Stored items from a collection
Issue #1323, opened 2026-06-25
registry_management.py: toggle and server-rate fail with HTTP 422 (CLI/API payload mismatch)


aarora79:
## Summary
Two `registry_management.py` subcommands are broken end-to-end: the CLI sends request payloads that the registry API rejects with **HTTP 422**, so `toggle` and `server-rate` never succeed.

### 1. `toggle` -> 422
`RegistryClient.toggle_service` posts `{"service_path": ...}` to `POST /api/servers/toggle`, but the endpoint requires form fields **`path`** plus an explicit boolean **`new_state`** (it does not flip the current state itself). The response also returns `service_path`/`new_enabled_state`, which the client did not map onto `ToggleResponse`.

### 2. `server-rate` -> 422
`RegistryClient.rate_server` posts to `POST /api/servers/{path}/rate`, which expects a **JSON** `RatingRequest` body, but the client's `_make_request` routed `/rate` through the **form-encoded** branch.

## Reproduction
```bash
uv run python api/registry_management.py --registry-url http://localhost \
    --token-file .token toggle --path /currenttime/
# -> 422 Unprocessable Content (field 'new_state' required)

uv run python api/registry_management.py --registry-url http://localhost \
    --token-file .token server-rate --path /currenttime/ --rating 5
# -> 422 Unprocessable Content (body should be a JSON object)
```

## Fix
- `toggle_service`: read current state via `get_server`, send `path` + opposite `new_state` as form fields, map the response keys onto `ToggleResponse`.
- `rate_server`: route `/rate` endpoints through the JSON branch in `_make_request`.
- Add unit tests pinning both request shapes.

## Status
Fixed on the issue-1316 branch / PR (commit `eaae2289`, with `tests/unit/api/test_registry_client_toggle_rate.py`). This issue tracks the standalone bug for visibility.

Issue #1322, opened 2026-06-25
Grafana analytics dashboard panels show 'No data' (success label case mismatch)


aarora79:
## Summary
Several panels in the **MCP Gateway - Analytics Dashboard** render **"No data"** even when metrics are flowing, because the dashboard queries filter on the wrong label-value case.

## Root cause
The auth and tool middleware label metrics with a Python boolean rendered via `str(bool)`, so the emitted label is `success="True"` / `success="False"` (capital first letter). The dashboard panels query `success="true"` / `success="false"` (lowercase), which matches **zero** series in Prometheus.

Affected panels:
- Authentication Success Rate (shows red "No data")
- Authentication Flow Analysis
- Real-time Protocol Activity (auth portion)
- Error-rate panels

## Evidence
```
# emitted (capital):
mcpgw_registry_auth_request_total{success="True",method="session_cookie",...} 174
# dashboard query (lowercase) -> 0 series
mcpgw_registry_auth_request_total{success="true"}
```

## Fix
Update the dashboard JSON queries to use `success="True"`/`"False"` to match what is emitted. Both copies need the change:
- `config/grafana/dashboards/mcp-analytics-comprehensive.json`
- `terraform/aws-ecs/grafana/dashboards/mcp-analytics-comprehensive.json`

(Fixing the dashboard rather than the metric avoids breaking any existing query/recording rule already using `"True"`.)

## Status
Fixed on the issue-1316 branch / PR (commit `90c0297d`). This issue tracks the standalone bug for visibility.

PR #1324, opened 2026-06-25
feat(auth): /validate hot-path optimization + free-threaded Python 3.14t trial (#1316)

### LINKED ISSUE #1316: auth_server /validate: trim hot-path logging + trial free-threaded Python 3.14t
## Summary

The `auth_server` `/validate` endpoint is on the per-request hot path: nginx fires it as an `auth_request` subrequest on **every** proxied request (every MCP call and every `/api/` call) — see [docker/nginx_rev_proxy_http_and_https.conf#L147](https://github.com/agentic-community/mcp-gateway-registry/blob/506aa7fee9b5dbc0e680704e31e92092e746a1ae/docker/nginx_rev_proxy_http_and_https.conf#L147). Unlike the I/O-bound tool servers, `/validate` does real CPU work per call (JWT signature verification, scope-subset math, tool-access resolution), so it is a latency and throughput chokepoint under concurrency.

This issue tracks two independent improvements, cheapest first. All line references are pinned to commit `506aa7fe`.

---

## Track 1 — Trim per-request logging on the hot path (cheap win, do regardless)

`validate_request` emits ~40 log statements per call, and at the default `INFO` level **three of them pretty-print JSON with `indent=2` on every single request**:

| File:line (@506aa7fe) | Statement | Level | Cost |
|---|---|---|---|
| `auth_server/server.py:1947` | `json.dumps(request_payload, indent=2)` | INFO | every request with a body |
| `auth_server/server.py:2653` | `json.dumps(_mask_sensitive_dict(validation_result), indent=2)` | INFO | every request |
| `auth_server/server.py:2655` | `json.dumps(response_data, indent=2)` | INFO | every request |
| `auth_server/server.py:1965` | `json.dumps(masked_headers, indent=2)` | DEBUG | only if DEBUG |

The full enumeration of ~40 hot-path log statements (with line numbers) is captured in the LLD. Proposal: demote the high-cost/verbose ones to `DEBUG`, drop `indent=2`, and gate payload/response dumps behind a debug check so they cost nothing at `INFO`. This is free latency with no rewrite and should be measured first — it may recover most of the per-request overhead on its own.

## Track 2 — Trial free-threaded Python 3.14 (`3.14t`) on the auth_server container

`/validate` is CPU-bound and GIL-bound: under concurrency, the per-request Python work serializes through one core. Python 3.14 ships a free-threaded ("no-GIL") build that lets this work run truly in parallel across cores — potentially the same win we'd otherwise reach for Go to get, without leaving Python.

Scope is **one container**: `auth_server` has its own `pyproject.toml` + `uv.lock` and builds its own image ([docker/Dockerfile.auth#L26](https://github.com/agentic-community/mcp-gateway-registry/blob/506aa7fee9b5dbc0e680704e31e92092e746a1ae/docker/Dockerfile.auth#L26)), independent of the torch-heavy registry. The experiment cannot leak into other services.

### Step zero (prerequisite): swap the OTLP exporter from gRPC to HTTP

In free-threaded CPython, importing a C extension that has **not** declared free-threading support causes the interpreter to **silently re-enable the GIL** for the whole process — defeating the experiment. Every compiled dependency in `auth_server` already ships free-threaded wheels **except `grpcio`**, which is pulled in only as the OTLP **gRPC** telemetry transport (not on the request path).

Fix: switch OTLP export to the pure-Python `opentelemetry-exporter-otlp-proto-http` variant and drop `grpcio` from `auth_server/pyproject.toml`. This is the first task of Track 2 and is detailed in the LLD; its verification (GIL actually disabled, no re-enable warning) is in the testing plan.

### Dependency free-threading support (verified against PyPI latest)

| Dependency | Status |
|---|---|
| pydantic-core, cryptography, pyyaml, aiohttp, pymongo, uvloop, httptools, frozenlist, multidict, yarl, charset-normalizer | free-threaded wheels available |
==
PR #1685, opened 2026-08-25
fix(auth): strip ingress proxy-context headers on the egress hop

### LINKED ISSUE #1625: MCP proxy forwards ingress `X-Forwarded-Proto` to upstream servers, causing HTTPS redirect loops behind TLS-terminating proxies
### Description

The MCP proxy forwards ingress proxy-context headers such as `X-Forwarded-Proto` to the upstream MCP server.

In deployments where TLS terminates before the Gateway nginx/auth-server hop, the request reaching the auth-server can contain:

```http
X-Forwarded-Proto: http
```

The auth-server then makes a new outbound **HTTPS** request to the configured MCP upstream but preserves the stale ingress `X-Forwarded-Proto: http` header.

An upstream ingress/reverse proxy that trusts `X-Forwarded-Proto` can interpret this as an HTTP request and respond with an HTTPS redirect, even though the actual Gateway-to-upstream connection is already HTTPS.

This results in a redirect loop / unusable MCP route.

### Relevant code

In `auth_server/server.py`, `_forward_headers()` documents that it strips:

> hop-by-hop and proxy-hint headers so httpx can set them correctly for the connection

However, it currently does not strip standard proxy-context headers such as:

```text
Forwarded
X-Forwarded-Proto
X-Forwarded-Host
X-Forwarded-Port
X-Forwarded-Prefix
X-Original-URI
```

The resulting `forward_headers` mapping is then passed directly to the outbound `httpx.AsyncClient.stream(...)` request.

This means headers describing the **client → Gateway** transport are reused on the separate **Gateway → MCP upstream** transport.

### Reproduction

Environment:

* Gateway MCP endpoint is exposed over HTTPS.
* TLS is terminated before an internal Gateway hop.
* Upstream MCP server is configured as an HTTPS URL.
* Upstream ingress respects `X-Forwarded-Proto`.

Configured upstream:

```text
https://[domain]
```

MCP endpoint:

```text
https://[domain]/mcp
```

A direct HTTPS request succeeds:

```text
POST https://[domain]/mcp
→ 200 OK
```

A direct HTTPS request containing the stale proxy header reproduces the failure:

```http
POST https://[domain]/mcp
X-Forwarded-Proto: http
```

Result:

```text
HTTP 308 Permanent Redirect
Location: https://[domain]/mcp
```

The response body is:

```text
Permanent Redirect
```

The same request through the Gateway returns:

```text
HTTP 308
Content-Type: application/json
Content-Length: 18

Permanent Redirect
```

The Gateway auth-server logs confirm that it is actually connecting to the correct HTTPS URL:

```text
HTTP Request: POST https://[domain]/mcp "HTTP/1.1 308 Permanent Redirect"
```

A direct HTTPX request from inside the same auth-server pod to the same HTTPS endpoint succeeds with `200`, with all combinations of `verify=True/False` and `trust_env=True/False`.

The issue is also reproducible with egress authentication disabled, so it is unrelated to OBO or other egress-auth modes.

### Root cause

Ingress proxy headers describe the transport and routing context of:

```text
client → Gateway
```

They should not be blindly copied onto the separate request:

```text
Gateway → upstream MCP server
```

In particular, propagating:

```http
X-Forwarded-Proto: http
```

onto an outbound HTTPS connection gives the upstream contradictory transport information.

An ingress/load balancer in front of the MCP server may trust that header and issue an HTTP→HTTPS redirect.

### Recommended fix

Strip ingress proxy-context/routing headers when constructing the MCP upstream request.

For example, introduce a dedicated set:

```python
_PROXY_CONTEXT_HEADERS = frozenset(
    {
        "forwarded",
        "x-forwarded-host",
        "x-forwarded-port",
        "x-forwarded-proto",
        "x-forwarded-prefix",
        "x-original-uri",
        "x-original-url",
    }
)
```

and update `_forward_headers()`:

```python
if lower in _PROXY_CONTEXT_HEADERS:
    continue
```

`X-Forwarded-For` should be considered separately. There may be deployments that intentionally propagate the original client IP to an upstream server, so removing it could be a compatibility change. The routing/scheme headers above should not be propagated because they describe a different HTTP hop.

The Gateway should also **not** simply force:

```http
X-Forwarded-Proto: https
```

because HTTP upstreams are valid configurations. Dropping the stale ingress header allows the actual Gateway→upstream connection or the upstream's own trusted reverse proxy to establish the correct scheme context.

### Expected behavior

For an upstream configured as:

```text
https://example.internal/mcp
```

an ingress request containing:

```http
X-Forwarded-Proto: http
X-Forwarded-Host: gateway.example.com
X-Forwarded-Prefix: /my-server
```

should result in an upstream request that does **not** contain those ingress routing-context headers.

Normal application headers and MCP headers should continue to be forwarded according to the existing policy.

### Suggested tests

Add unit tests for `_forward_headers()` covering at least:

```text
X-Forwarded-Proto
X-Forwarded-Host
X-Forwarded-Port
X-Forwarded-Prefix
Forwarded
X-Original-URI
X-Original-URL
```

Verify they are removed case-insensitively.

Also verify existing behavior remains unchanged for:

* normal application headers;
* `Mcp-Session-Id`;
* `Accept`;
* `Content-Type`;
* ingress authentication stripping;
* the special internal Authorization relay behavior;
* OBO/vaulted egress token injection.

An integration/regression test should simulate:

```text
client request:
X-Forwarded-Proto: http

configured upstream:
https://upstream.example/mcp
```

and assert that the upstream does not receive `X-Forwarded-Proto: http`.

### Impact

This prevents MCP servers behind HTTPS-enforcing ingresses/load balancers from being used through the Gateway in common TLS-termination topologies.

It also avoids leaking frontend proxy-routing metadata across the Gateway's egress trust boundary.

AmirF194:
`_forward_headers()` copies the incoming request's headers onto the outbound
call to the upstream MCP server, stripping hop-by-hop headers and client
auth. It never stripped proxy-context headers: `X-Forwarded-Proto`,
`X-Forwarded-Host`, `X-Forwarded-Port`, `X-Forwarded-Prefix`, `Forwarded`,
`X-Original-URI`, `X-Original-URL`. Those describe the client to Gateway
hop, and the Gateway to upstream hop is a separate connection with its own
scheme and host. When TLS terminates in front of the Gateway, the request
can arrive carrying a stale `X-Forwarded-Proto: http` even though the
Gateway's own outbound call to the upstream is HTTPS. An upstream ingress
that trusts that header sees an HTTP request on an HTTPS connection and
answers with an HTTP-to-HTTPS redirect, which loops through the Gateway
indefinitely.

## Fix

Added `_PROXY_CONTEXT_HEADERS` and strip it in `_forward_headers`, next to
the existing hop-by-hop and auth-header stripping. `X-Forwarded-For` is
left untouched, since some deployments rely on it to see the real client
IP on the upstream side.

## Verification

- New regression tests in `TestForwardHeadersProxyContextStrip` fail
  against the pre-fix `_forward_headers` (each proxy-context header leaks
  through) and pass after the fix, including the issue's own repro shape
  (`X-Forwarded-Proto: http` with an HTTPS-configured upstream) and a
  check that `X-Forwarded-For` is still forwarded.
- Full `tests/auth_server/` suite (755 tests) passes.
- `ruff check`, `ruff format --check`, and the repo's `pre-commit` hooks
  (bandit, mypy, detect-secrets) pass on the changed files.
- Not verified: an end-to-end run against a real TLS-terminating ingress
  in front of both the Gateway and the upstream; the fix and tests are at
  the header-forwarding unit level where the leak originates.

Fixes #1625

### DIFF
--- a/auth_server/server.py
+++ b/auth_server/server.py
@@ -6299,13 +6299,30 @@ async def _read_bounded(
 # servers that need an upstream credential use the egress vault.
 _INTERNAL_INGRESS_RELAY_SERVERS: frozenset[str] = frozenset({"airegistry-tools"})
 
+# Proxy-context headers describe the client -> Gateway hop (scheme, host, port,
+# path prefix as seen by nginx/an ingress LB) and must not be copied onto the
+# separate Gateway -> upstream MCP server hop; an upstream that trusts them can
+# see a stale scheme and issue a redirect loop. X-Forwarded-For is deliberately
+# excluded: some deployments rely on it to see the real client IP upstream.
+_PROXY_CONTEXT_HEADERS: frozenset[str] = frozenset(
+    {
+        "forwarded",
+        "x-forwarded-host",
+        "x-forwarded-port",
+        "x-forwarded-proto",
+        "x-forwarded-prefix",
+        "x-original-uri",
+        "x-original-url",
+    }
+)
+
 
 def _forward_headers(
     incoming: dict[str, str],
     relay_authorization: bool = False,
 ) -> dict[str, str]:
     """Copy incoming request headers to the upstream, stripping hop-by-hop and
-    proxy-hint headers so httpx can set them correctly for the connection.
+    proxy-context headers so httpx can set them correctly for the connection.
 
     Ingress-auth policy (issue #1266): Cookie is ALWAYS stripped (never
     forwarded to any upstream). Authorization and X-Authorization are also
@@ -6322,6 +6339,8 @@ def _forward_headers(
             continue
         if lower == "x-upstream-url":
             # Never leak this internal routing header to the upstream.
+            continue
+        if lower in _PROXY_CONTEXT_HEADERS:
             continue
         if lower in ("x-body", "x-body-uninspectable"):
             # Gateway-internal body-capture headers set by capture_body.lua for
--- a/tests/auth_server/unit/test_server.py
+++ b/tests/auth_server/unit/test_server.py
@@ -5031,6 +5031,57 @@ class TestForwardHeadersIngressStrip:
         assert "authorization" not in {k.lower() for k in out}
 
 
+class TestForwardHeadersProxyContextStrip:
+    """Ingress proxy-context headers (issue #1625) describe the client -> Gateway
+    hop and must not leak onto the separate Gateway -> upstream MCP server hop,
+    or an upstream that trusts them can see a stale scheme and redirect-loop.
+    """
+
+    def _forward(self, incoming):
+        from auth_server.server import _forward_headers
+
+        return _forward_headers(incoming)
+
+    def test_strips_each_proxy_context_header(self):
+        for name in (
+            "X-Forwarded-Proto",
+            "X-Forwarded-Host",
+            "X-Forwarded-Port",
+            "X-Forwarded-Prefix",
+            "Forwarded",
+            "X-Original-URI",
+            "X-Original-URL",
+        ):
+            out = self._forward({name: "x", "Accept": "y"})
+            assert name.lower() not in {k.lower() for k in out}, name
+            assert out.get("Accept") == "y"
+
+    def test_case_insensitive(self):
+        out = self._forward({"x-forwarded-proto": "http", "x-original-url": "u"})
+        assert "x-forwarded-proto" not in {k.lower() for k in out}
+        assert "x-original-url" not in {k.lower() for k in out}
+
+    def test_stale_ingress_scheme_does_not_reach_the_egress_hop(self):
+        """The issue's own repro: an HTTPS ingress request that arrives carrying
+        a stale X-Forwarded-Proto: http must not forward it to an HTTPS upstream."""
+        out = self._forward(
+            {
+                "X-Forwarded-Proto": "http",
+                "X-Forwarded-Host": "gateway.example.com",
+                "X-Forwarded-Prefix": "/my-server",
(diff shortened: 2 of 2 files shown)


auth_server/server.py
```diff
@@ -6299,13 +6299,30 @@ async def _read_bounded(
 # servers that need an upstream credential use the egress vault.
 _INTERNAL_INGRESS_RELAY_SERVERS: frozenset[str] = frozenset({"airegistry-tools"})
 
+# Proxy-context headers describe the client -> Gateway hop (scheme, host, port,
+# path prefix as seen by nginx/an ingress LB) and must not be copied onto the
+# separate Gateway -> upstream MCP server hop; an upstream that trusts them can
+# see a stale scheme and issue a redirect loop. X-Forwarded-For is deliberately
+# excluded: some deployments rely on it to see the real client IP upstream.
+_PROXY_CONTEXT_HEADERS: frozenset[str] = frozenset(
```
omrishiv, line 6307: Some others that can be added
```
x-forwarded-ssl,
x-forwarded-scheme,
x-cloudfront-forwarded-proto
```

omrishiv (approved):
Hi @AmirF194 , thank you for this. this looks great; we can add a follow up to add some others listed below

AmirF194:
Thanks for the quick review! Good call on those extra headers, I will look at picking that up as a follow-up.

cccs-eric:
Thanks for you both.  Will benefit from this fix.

YOUR INSTRUCTIONS: Reproduce only the lines above, starting at the line with "(diff shortened: 2 of 2 files shown)" and ending at the line with "Thanks for you", exactly as written.

WRITTEN SOLUTION:
(diff shortened: 2 of 2 files shown)


auth_server/server.py
```diff
@@ -6299,13 +6299,30 @@ async def _read_bounded(
 # servers that need an upstream credential use the egress vault.
 _INTERNAL_INGRESS_RELAY_SERVERS: frozenset[str] = frozenset({"airegistry-tools"})
 
+# Proxy-context headers describe the client -> Gateway hop (scheme, host, port,
+# path prefix as seen by nginx/an ingress LB) and must not be copied onto the
+# separate Gateway -> upstream MCP server hop; an upstream that trusts them can
+# see a stale scheme and issue a redirect loop. X-Forwarded-For is deliberately
+# excluded: some deployments rely on it to see the real client IP upstream.
+_PROXY_CONTEXT_HEADERS: frozenset[str] = frozenset(
```
omrishiv, line 6307: Some others that can be added
```
x-forwarded-ssl,
x-forwarded-scheme,
x-cloudfront-forwarded-proto
```

omrishiv (approved):
Hi @AmirF194 , thank you for this. this looks great; we can add a follow up to add some others listed below

AmirF194:
Thanks for the quick review! Good call on those extra headers, I will look at picking that up as a follow-up.

cccs-eric:
Thanks for you both.  Will benefit from this fix.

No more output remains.